_Exercise description_
Return the records exactly, with nothing added.

_Listed entries_
══════

PR #1326, opened 2017-05-24
add limma_voom tool

mblue9:
Modified the voom_rnaseq tool from the main toolshed:
- Changed to use bioconda packages for limma, edgeR, statmod and scales
- Made the statmod and scales packages requirements to ensure they're installed to avoid errors
- Added in a test to check the tsv output
- Added a version_command block to report the versions of R, limma and edgeR used 
- Changed the tool description to be shorter as it was quite long in the tool panel


nsoranzo:
@mblue9 It seems that `tools/limma_voom/.shed.yml` is missing from the pull request. Can you add it? Otherwise tests are not run on the tool.

mblue9:
Sorry @nsoranzo I've added it now, or I think I have, please let me know if that's not the right way to do it!

nsoranzo:
@mblue9 You added it correctly, tests ran and it's already green, good job!
There a couple warnings from `planemo lint` that would be nice to fix:
```
Applying linter inputs... WARNING
.. WARNING: No <when /> block found for select option 'no' inside conditional 'anno'
.. WARNING: No <when /> block found for select option 'no' inside conditional 'weightCond'
.. WARNING: No <when /> block found for select option 'yes' inside conditional 'weightCond'
Applying linter citations... WARNING
.. WARNING: No citations found, consider adding citations to your tool.
```

mblue9:
Thanks @nsoranzo :) I think I've fixed those warnings now and have made a few other small changes.

tools/limma_voom/limma_voom.xml
```diff
@@ -397,4 +383,14 @@ Please report problems or suggestions to: su.s@wehi.edu.au
 .. _limma: http://www.bioconductor.org/packages/release/bioc/html/limma.html
 ]]>
 </help>
+    <citations>
+        <citation type="doi">10.1007/0-387-29362-0_23</citation>
+        <citation type="doi">10.1186/gb-2014-15-2-r29</citation>
+        <citation type="doi">10.1093/nar/gkv412</citation>
```
bgruening: @mblue9 can you only add these references here, which are needed to cite if I use this tool?

mblue9: ok done :)

tools/limma_voom/limma_voom.xml
```diff
@@ -0,0 +1,389 @@
...
+      <option value="none">None (Don't normalise)</option>
+      
+    </param>
+
+    <param name="report" type="boolean" truevalue="True" falsevalue="False" checked="true"
+            label="Output a HTML report?"
+            help="Generate a HTML report that includes mean-variance trend, MDS and MA plots." >
+    </param>
+
+    <param name="rdaOption" type="boolean" truevalue="yes" falsevalue="no" checked="false"
```
shiltemann: this Rdata output is only possible if user chose `yes` for the html report right? it makes a link in the report? Maybe you could put this parameter inside a conditional so that it is only shown if user chose to output the html report.

tools/limma_voom/limma_voom.xml
```diff
@@ -0,0 +1,389 @@
...
+  </outputs>
+
+   <tests>
+        <test>
+            <param name="counts" value="matrix.txt" />
+            <param name="factName" value="Genotype" />
+            <param name="factLevel" value="WT,WT,Mut,Mut,Mut" />
+            <param name="contrast" value="Mut-WT" />
+            <param name="normalisationOption" value="TMM" />
+            <output name="outTab" value="limma-voom_Mut-WT.tsv"  />
```
shiltemann: Maybe we could check the html output here as well?

If the html output is not exactly the same every time, you can also just check for certain words inside the file, something like this:

```
<output name="outFile">
    <assert_contents>
        <has_text text="Limma-voom Analysis Output" />
        <has_text text="Rdata" />
    </assert_contents>
</output>
```

And maybe make two separate tests, one with the Rdata object linked and one without? In the test without Rdata you can check the link is not made with something like `<not_has_text text="Rdata" />`

tools/limma_voom/limma_voom.xml
```diff
@@ -0,0 +1,389 @@
...
+  <![CDATA[
+    Rscript '$__tool_directory__/limma_voom.R' $counts
+              
+              #if $anno.annoOpt=='yes':
+                $geneanno
+              #else:
+                None
+              #end if
+              
+              $outFile
```
shiltemann: Could you put this parameter in single quotes? If somebody is running Galaxy in a path with spaces in it this may cause problems (and any other input/output files or text parameters as well)

tools/limma_voom/limma_voom.xml
shiltemann: and would be nice to have a test with the gene annotations input file as well

mblue9:
Thanks a lot @shiltemann! For both the feedback and for the offer of help! I'm learning how to wrap tools so I'll have a go at making those changes first and get back to you then :)

tools/limma_voom/limma_voom.xml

══════

_Solution to the problem_
PR #1326, opened 2017-05-24
add limma_voom tool

mblue9:
Modified the voom_rnaseq tool from the main toolshed:
- Changed to use bioconda packages for limma, edgeR, statmod and scales
- Made the statmod and scales packages requirements to ensure they're installed to avoid errors
- Added in a test to check the tsv output
- Added a version_command block to report the versions of R, limma and edgeR used 
- Changed the tool description to be shorter as it was quite long in the tool panel


nsoranzo:
@mblue9 It seems that `tools/limma_voom/.shed.yml` is missing from the pull request. Can you add it? Otherwise tests are not run on the tool.

mblue9:
Sorry @nsoranzo I've added it now, or I think I have, please let me know if that's not the right way to do it!

nsoranzo:
@mblue9 You added it correctly, tests ran and it's already green, good job!
There a couple warnings from `planemo lint` that would be nice to fix:
```
Applying linter inputs... WARNING
.. WARNING: No <when /> block found for select option 'no' inside conditional 'anno'
.. WARNING: No <when /> block found for select option 'no' inside conditional 'weightCond'
.. WARNING: No <when /> block found for select option 'yes' inside conditional 'weightCond'
Applying linter citations... WARNING
.. WARNING: No citations found, consider adding citations to your tool.
```

mblue9:
Thanks @nsoranzo :) I think I've fixed those warnings now and have made a few other small changes.

tools/limma_voom/limma_voom.xml
```diff
@@ -397,4 +383,14 @@ Please report problems or suggestions to: su.s@wehi.edu.au
 .. _limma: http://www.bioconductor.org/packages/release/bioc/html/limma.html
 ]]>
 </help>
+    <citations>
+        <citation type="doi">10.1007/0-387-29362-0_23</citation>
+        <citation type="doi">10.1186/gb-2014-15-2-r29</citation>
+        <citation type="doi">10.1093/nar/gkv412</citation>
```
bgruening: @mblue9 can you only add these references here, which are needed to cite if I use this tool?

mblue9: ok done :)

tools/limma_voom/limma_voom.xml
```diff
@@ -0,0 +1,389 @@
...
+      <option value="none">None (Don't normalise)</option>
+      
+    </param>
+
+    <param name="report" type="boolean" truevalue="True" falsevalue="False" checked="true"
+            label="Output a HTML report?"
+            help="Generate a HTML report that includes mean-variance trend, MDS and MA plots." >
+    </param>
+
+    <param name="rdaOption" type="boolean" truevalue="yes" falsevalue="no" checked="false"
```
shiltemann: this Rdata output is only possible if user chose `yes` for the html report right? it makes a link in the report? Maybe you could put this parameter inside a conditional so that it is only shown if user chose to output the html report.

tools/limma_voom/limma_voom.xml
```diff
@@ -0,0 +1,389 @@
...
+  </outputs>
+
+   <tests>
+        <test>
+            <param name="counts" value="matrix.txt" />
+            <param name="factName" value="Genotype" />
+            <param name="factLevel" value="WT,WT,Mut,Mut,Mut" />
+            <param name="contrast" value="Mut-WT" />
+            <param name="normalisationOption" value="TMM" />
+            <output name="outTab" value="limma-voom_Mut-WT.tsv"  />
```
shiltemann: Maybe we could check the html output here as well?

If the html output is not exactly the same every time, you can also just check for certain words inside the file, something like this:

```
<output name="outFile">
    <assert_contents>
        <has_text text="Limma-voom Analysis Output" />
        <has_text text="Rdata" />
    </assert_contents>
</output>
```

And maybe make two separate tests, one with the Rdata object linked and one without? In the test without Rdata you can check the link is not made with something like `<not_has_text text="Rdata" />`

tools/limma_voom/limma_voom.xml
```diff
@@ -0,0 +1,389 @@
...
+  <![CDATA[
+    Rscript '$__tool_directory__/limma_voom.R' $counts
+              
+              #if $anno.annoOpt=='yes':
+                $geneanno
+              #else:
+                None
+              #end if
+              
+              $outFile
```
shiltemann: Could you put this parameter in single quotes? If somebody is running Galaxy in a path with spaces in it this may cause problems (and any other input/output files or text parameters as well)

tools/limma_voom/limma_voom.xml
shiltemann: and would be nice to have a test with the gene annotations input file as well

mblue9:
Thanks a lot @shiltemann! For both the feedback and for the offer of help! I'm learning how to wrap tools so I'll have a go at making those changes first and get back to you then :)

tools/limma_voom/limma_voom.xml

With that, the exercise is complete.